Jul 27 05:23:15 system-test-03-cc30210035-node-2 flanneld[27730]: E0727 05:23:15.200382   27730 iptables.go:307] Failed to bootstrap IPTables: failed to apply partial iptables-restore unable to run iptables-restore (, ): exit status 4
Jul 27 05:23:15 system-test-03-cc30210035-node-2 flanneld[27730]: I0727 05:23:15.245615   27730 iptables.go:421] Some iptables rules are missing; deleting and recreating rules
Jul 27 05:23:15 system-test-03-cc30210035-node-2 flanneld[27730]: E0727 05:23:15.276349   27730 iptables.go:307] Failed to bootstrap IPTables: failed to apply partial iptables-restore unable to run iptables-restore (, ): exit status 4
Jul 27 05:23:15 system-test-03-cc30210035-node-2 flanneld[27730]: E0727 05:23:15.313107   27730 iptables.go:320] Failed to ensure iptables rules: error setting up rules: failed to apply partial iptables-restore unable to run iptables-re
store (, ): exit status 4
Jul 27 05:23:15 system-test-03-cc30210035-node-2 flanneld[27730]: I0727 05:23:15.320792   27730 iptables.go:421] Some iptables rules are missing; deleting and recreating rules
Jul 27 05:23:15 system-test-03-cc30210035-node-2 flanneld[27730]: I0727 05:23:15.491607   27730 iptables.go:283] bootstrap done 

The firewall rules, for which it was failing, we tried to manually execute iptables-restore for the same.

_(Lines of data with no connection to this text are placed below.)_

PR #688, opened 2023-10-12
[YUNIKORN-2029] remove deprecated function

FrankYang0529:
### What is this PR for?

Remove deprecated functions

### What type of PR is it?
* [X] - Improvement

### What is the Jira issue?
https://issues.apache.org/jira/browse/YUNIKORN-2029

### DIFF
--- a/test/e2e/framework/helpers/common/utils.go
+++ b/test/e2e/framework/helpers/common/utils.go
@@ -22,14 +22,12 @@ import (
 	"bytes"
 	"errors"
 	"fmt"
-	"io/ioutil"
 	"math/rand"
 	"os"
 	"os/exec"
 	"path/filepath"
 	"reflect"
 	"strings"
-	"time"
 
 	"github.com/google/uuid"
 	"github.com/onsi/ginkgo/v2"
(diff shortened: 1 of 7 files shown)


test/e2e/framework/helpers/common/utils.go
```diff
@@ -116,7 +114,6 @@ func GetUUID() string {
 
 func RandSeq(n int) string {
 	var letters = []rune("abcdefghijklmnopqrstuvwxyz0123456789")
-	rand.Seed(time.Now().UnixNano())
```
wilfred-s, line 119: Not sure why this one is removed. The seeding can stay as far I can tell.

wilfred-s (changes requested):

test/e2e/framework/helpers/common/utils.go
wilfred-s: This is no longer needed in Go 1.20, same discussion I had with Craig on the placeholder name generation. Yes we can remove the Seed() call.

wilfred-s (approved):
LGTM

wilfred-s:
@FrankYang0529 can you check why the e2e tests are failing? The code changes look good but we cannot commit will all e2e tests broken.

PR #691, opened 2023-10-18
[YUNIKORN-2049] Fix incorrect placement rule examples

brandboat:
### What is this PR for?
There are some useful placement rule examples under https://github.com/apache/yunikorn-k8shim/tree/master/deployments/examples/placements

while there are some incorrect settings in them:
- `queue.yaml` should be `queues.yaml`
- label `yunikorn.apache.org/username` is legacy and should be switched to annotation `yunikorn.apache.org/user.info`

Correct me if I'm wrong, the backward compatibility for the label `yunikorn.apache.org/username` seems broken. The placement rules examples in the link mentioned will not work with the label, but will only be effective with the annotation (i.e., `yunikorn.apache.org/user.info`).

### What type of PR is it?
* [x] - Documentation

### Todos
N/A

### What is the Jira issue?
https://issues.apache.org/jira/browse/YUNIKORN-2049

N/A

N/A

### Questions:
N/A

### DIFF
--- a/deployments/examples/placements/README.md
+++ b/deployments/examples/placements/README.md
@@ -28,12 +28,12 @@ The sleep pod is described in the example file and the partition is provided in 
 
 ## How to adopt the queues in `config.yaml`
 Before deploying the pods, make sure that the data in the `yunikorn-configs` configmap is correct.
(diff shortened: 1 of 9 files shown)


wilfred-s (approved):
LGTM

PR #697, opened 2023-10-23
[YUNIKORN-2068] Fix deadlock when evaluating preemption candidates

craigcondit:
### What is this PR for?
Fixes a deadlock that occurs during node evaluation for preemption that causes the scheduler cache read lock to be acquired twice.

### What type of PR is it?
* [x] - Bug Fix
* [ ] - Improvement
* [ ] - Feature
* [ ] - Documentation
* [ ] - Hot Fix
* [ ] - Refactoring

### Todos
* [ ] - Task

### What is the Jira issue?
https://issues.apache.org/jira/browse/YUNIKORN-2068

### Questions:


wilfred-s (approved):
LGTM
Simple enough change, please create a e2e test for this case.

PR #707, opened 2023-10-27
[YUNIKORN-2082] Make autogenerated applicationIDs reproducible

craigcondit:
### What is this PR for?
Moved the admission-controller private function generateAppID() to the shim utils package and renamed to GenerateApplicationID() to allow for re-use by the shim. Updated implementation to use the pod UID instead of a random UUID so that the same identifier will always be created for the same Pod.

### What type of PR is it?
* [ ] - Bug Fix
* [x] - Improvement
* [ ] - Feature
* [ ] - Documentation
* [ ] - Hot Fix
* [ ] - Refactoring

### Todos
* [ ] - Task

### What is the Jira issue?
https://issues.apache.org/jira/browse/YUNIKORN-2082

Updated unit tests.

### Questions:

### DIFF
--- a/pkg/admission/util.go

Then also ran into the issue:

$ cat test1.txt
*filter
-D FORWARD -m comment --comment "flanneld forward" -j FLANNEL-FWD
-A FORWARD -m comment --comment "flanneld forward" -j FLANNEL-FWD
-A FLANNEL-FWD -s 192.168.192.0/18 -m comment --comment "flanneld forward" -j ACCEPT
-A FLANNEL-FWD -d 192.168.192.0/18 -m comment --comment "flanneld forward" -j ACCEPT
COMMIT

$ sudo iptables-restore < test1.txt
iptables-restore v1.4.21: Couldn't load target `FLANNEL-FWD':No such file or directoryError occurred at line: 2
Try `iptables-restore -h' or 'iptables-restore --help' for more information. 

Your Environment

  • Flannel version: 0.22.0
  • Backend used (e.g. vxlan or udp): VXLAN
  • Etcd version: 3.5.8
  • Kubernetes version (if used): 1.27.3
  • Operating System and version: CentOS Linux release 7.9.2009 (Core)
  • Link to your project (optional):

About this issue

  • Original URL
  • State: open
  • Created a year ago
  • Comments: 23 (15 by maintainers)

Most upvoted comments

Right now when a new nodes is added to the cluster flannel will call that part of the code that you mentioned where it adds the MAC address that it get from the etcd entry. MAC address of an interface shouldn’t change if you somehow didn’t force that change. I am doing some tests to check if there are strange cases where it applies.